Other powerful and interesting parameters, such as top
, list
, or last_activity
, are detailed in the documentation.
Using smbtamonitor
The smbtamonitor
tool lets administrators monitor all Samba traffic in real time. To do so, the client opens a direct connection to the smbtad
daemon instead of picking up stored traffic information from the database. The daemon sends all the data packets received by the VFS module to smbtamonitor
, which in turn listens permanently at the SMBTA socket and visualizes all received packets in a Curses graph.
To allow this to happen, each smbtamonitor
instance binds to an object (user, share, or file – Figure 5). The admin can start as many smbtamonitor
instances as needed.
With this approach, you can, for example, use smbtamonitor
to visualize the absolute number of bytes transmitted and/or data throughput per second for the object in question. The smbtamonitor
tool needs you either to specify the host (-h
) and port number (-i
) or to initiate a connection by means of Unix domain sockets with the -n
parameter:
smbtamonitor -h Host -i 3491 --share Release
The smbtamonitor
tool can bind explicitly to a file. For example, you can visualize in real time if and to what extent users on the network have noticed a file with the name RELEASENOTE.TXT
:
smbtamonitor -h Host -i 3491 --file RELEASENOTE.TXT
Incidentally, smbtamonitor
can also use a $HOME/.smbtatools/monitor-config
configuration file, which specifies the hostname and port number:
[network] Hostname = SMBTA-Host Port = 3491
Many other useful parameters are detailed in the documentation.
rrddriver
The RRDtool is renowned for its robustness and ease of use; it supports, for example, visualization of the throughput on a Samba share. RRDtool is available from the project website [2] and from the openSUSE repositories. It is easily installed with YaST (Figure 6).
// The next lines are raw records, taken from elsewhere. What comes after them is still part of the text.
PR #1827, opened 2026-08-31
chore: context enrichers no longer take deep clones of headers on eve…

sighphyre:
Adds a bit of song and dance so that Context Enrichers don't deep copy the entire header map unnecessarily - this is important for cases where Context Enrichers are not actually active. Before this, we took that perf hit on every request regardless

To make this possible, we include a thin carrier type that knows how to write itself to a JSON value. The public API to Context Enrichers accepts a borrowed HeaderMap and converts that to the internal type as soon as possible and then deals with that internally  

This doesn't address the same problem with the Context value - next piece of work

### DIFF
--- a/crates/enterprise/unleash-edge-context-enrichers/src/context_enricher.rs
+++ b/crates/enterprise/unleash-edge-context-enrichers/src/context_enricher.rs
@@ -1,8 +1,9 @@
-use std::{collections::HashMap, num::NonZeroU32, path::PathBuf, sync::Arc, time::Duration};
+use http::HeaderMap;
+use std::{num::NonZeroU32, path::PathBuf, sync::Arc, time::Duration};
 use tracing::{info, warn};
 use unleash_types::client_features::Context;
 
-use crate::{EnricherError, WorkerPool};
+use crate::{EnricherError, WorkerPool, serializable_header::SerializableHeaders};
 
 #[derive(Clone)]
 pub struct ContextEnricher {
@@ -28,7 +29,7 @@ impl ContextEnricher {
     pub async fn try_enrich(
         &self,
         context: Context,
-        headers: HashMap<String, String>,
+        headers: &HeaderMap,
         timeout: Duration,
     ) -> Context {
         let Some(worker_pool) = self.worker_pool.as_ref() else {
@@ -36,7 +37,7 @@ impl ContextEnricher {
         };
 
         match worker_pool
-            .request_enrichment(context.clone(), headers, timeout)
+            .request_enrichment(context.clone(), SerializableHeaders(headers), timeout)
             .await
         {
             Ok(enriched_context) => enriched_context,
--- a/crates/enterprise/unleash-edge-context-enrichers/src/protocol.rs
+++ b/crates/enterprise/unleash-edge-context-enrichers/src/protocol.rs
@@ -1,12 +1,31 @@
 use serde::{Deserialize, Deserializer, Serialize};
-use std::collections::HashMap;
 use unleash_types::client_features::Context;
 
+use crate::serializable_header::SerializableHeaders;
+
 #[derive(Serialize)]
-pub(crate) struct EnrichmentRequest {
+pub(crate) struct EnrichmentRequest<'a> {
     pub(crate) id: u64,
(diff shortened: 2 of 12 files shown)


crates/enterprise/unleash-edge-context-enrichers/src/context_enricher.rs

SMBTA itself contains the driver as an interface to RRDtool; the driver is called by the rrddriver
keyword followed by one or more arguments (Figure 7). The arguments include the well-known -h
(host), -i
(TCP Port), -n
(domain sockets), -s
(share), and -u
(user), as well as -r
, used to define an RRDtool setup string. The default is:
DS:readwrite:GAUGE:10:U:U DS:read:GAUGE:10:U:U DS:write:GAUGE:10:U:U
An example of the use of rrddriver
would look something like:
rrddriver -b meinrrd -h Host -i 3491 -user drilling
This command launches the RRD driver for all traffic information produced by user drilling
. By default, RRDtool updates its database every 10 seconds, or you can reduce the interval to, say, two seconds with -S 2
. You can then use the rich feature set of RRDtool. For more information, see the "RRDtool" box. The project website also provides comprehensive documentation. An example of a manual call to RRDtool is provided by Listing 1.
Listing 1: Manual Call to RRDtool
01 rrdtool graph fig-smb-throughput.png -s 1290772099 -S 1 --title "Data throughput on share 'johnsfiles'" DEF:read_in=testdb:read:AVERAGE DEF:write_in=testdb:write:AVERAGE "AREA:write_in#AA0000:Write" "STACK:read_in#AA9999:Read"
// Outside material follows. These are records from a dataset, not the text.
PR #1833, opened 2026-09-01
feat: expose context enrichers to public API

sighphyre:
Allows context enrichers to be configured at startup so they're technically usable at this point. However I've turned off their visibility from the help text so the only way anyone knows they're here is reading the source. Standard flow for dark releases in Edge really

There's a little more cfg feature gating than I would like here, however, this allows us to make sure downstream code never has to think about the differences between enterprise + context enrichers, enterprise - context enrichers and oss. And it's also impossible to get wrong because the invalid state simply doesn't exist at compile time (thank you rustc, I do appreciate you)

### DIFF
--- a/crates/oss/unleash-edge-cli/src/lib.rs
+++ b/crates/oss/unleash-edge-cli/src/lib.rs
@@ -7,6 +7,8 @@ use ipnet::IpNet;
 use reqwest::Client;
 use std::fmt::{Display, Formatter};
 use std::net::IpAddr;
+#[cfg(feature = "enterprise")]
+use std::num::NonZeroU32;
 use std::path::PathBuf;
 use std::str::FromStr;
 use std::time::Duration;
@@ -265,8 +267,22 @@ pub struct EdgeArgs {
     #[clap(long, env, hide = true)]
     pub ec2_instance_id: Option<String>,
 
+    #[cfg(feature = "enterprise")]
+    #[clap(flatten)]
+    pub context_enricher: ContextEnricherArgs,
+
     #[clap(flatten)]
     pub hmac_config: HmacConfig,
+}
+
+#[cfg(feature = "enterprise")]
+#[derive(Args, Debug, Clone, Default)]
+pub struct ContextEnricherArgs {
+    #[clap(long, env, hide = true)]
+    pub context_enricher_script: Option<PathBuf>,
+
+    #[clap(long, env, hide = true, requires = "context_enricher_script")]
+    pub context_enricher_workers: Option<NonZeroU32>,
 }
 
 pub fn string_to_header_tuple(s: &str) -> Result<(String, String), String> {
@@ -789,7 +805,7 @@ impl HttpServerArgs {
 mod tests {
     use super::{CliArgs, EdgeMode, NetworkAddr};
     use axum::http;
-    use clap::Parser;
+    use clap::{CommandFactory, Parser};
     use ipnet::IpNet;
     use std::net::IpAddr;
     use std::str::FromStr;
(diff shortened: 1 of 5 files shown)


crates/oss/unleash-edge-cli/src/lib.rs
```diff
@@ -7,6 +7,8 @@ use ipnet::IpNet;
 use reqwest::Client;
 use std::fmt::{Display, Formatter};
 use std::net::IpAddr;
+#[cfg(feature = "enterprise")]
+use std::num::NonZeroU32;
```
sighphyre, line 11: Only place we're using this right now. Honestly we should make use of this more so I'm fine with the feature gate for now - I intend to use widen the use here where it makes sense

crates/oss/unleash-edge-cli/src/lib.rs
```diff
@@ -265,10 +267,24 @@ pub struct EdgeArgs {
...
 }
 
+#[cfg(feature = "enterprise")]
+#[derive(Args, Debug, Clone, Default)]
+pub struct ContextEnricherArgs {
+    #[clap(long, env, hide = true)]
+    pub context_enricher_script: Option<PathBuf>,
+
+    #[clap(long, env, hide = true, requires = "context_enricher_script")]
+    pub context_enricher_workers: Option<NonZeroU32>,
```
sighphyre, line 285: The requires here means the entry point is setting the script. Nothing with work without that and everything else is likely going to be optional anyway

What this does mean is that the default value here needs to be set elsewhere. Think that tradeoff is worth it, it exchanges user facing clarity for a little bit of indirection in the code

crates/oss/unleash-edge-cli/src/lib.rs
```diff
@@ -1318,6 +1334,66 @@ mod tests {
         assert!(args.is_ok());
     }
 
+    #[cfg(feature = "enterprise")]
+    #[test]
+    pub fn can_parse_hidden_context_enricher_args() {
```
sighphyre, line 1339: Really not sure I care about these tests but everything else here has tests (why?) so it felt okay to just run with it

crates/oss/unleash-edge/src/edge_builder.rs
```diff
@@ -422,6 +424,39 @@ pub struct EdgeStateArgs {
...
+#[derive(Debug, Clone, Default)]
+pub enum ContextEnricherConfig {
+    #[default]
+    Disabled,
+    #[cfg(feature = "enterprise")]
+    Enabled {
+        script_path: PathBuf,
+        worker_count: NonZeroU32,
+    },
+}
```
sighphyre, line 439: Enabled state simply doesn't exist without the enterprise feature. Bit more cfg gating than I would like but making impossible states impossible on a compile level is just too nice to not tap into

crates/oss/unleash-edge/src/edge_builder.rs
```diff
@@ -590,6 +626,21 @@ pub async fn build_edge_state(
...
+) -> Result<ContextEnricher, EdgeError> {
+    match config {
+        ContextEnricherConfig::Disabled => Ok(ContextEnricher::disabled()),
+        #[cfg(feature = "enterprise")]
+        ContextEnricherConfig::Enabled {
+            script_path,
+            worker_count,
+        } => ContextEnricher::start(worker_count, script_path)
+            .await
+            .map_err(|error| EdgeError::ContextEnricherError(error.to_string())),
```
sighphyre, line 640: Gotta cfg gate this because the enum variant doesn't exist in OSS. Worth it I think to prevent people (me) from goofing

crates/oss/unleash-edge-cli/src/lib.rs
daveleek: So instead of having 0 workers, there's either None or 1+?

crates/oss/unleash-edge/src/edge_builder.rs
daveleek: :O

crates/oss/unleash-edge/src/edge_builder.rs
```diff
@@ -422,6 +424,39 @@ pub struct EdgeStateArgs {
...
+                        .context_enricher
+                        .context_enricher_workers
+                        .unwrap_or_else(|| NonZeroU32::new(1).unwrap()),
+                };
+            }
+        }
+
+        #[cfg(not(feature = "enterprise"))]
+        let _ = edge_args;
+        Self::Disabled
```
daveleek, line 458: So these are kind of like a more effective compiler directive/variable? Either picks one or the other

daveleek (approved):
Cool! Looks good

crates/oss/unleash-edge-cli/src/lib.rs
sighphyre: Exactly! It's a non zero numeric enforced at compile time, there's no way of inputting a 0 here (which would bork the pool). Sometimes Rust is very nice

crates/oss/unleash-edge/src/edge_builder.rs
sighphyre: Yep, you got it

This call creates a PNG image – fig-smb-throughput.png
– with the title Data throughput on share 'johnsfiles', which shows the read and write throughput on the specified share, triggered in Unix time format as specified by the -s
parameter.
Conclusions
Measuring and visualizing data throughput on a network is not a difficult task. But, if you are specifically interested in data traffic created by the Samba CIFS server, a bona fide data-mining tool like SMBTA might be just what you need.
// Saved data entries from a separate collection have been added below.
PR #1837, opened 2026-09-02
chore: propagate env vars to context enrichers

sighphyre:
Propagates the env vars from Edge to the Node workers for Context Enrichers. For any meaningfully interesting context enricher, that needs to happen probably (currently blocked myself when making a JWKS validating example).

For hosted this would be a problem because of security concerns. But we're not hosting this. For self hosted - it's your script, your Edge instance and your env vars, I don't think it's an issue

### DIFF
--- a/crates/enterprise/unleash-edge-context-enrichers/src/child.rs
+++ b/crates/enterprise/unleash-edge-context-enrichers/src/child.rs
@@ -1,8 +1,4 @@
-use std::{
-    path::{Path, PathBuf},
-    process::Stdio,
-    time::Duration,
-};
+use std::{path::Path, process::Stdio, time::Duration};
 use tokio::{
     io::{AsyncBufReadExt, BufReader, Lines},
     process::{Child, ChildStderr, ChildStdin, ChildStdout, Command},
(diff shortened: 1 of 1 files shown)


crates/enterprise/unleash-edge-context-enrichers/src/child.rs
```diff
@@ -198,28 +194,10 @@ fn node_worker_command(enricher_script: &Path) -> Command {
         .stdin(Stdio::piped())
         .stdout(Stdio::piped())
         .stderr(Stdio::piped())
-        .env_clear()
```
daveleek, line 201: All the things we care about in Edge internally are UNLEASH-prefixed?

gastonfournier (approved):
It's a spike to validate context enrichers. This gives the user flexibility to tweak NODE_OPTIONS if they want to... we can harden security later, but now we're trying to validate if this works

crates/enterprise/unleash-edge-context-enrichers/src/child.rs
```diff
@@ -198,28 +194,10 @@ fn node_worker_command(enricher_script: &Path) -> Command {
...
         .kill_on_drop(true);
```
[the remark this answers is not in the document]
sighphyre: Yes that's exactly the point. Hush you

crates/enterprise/unleash-edge-context-enrichers/src/child.rs
sighphyre: Nope, why?

daveleek: as mentioned in the slack thread I'm just raising the possibility that these env vars from edge could be confusing the node runtime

In any case, the Samba team has decided to incorporate SMBTA as a component of Samba 3.6. However, taking the current Samba architecture and, more specifically, the SMBTA architecture into account, the danger exists that the database used by SMBTA will grow very quickly.
As of this writing, I've not been able to discover how enterprise environments are planning to cope with this problem.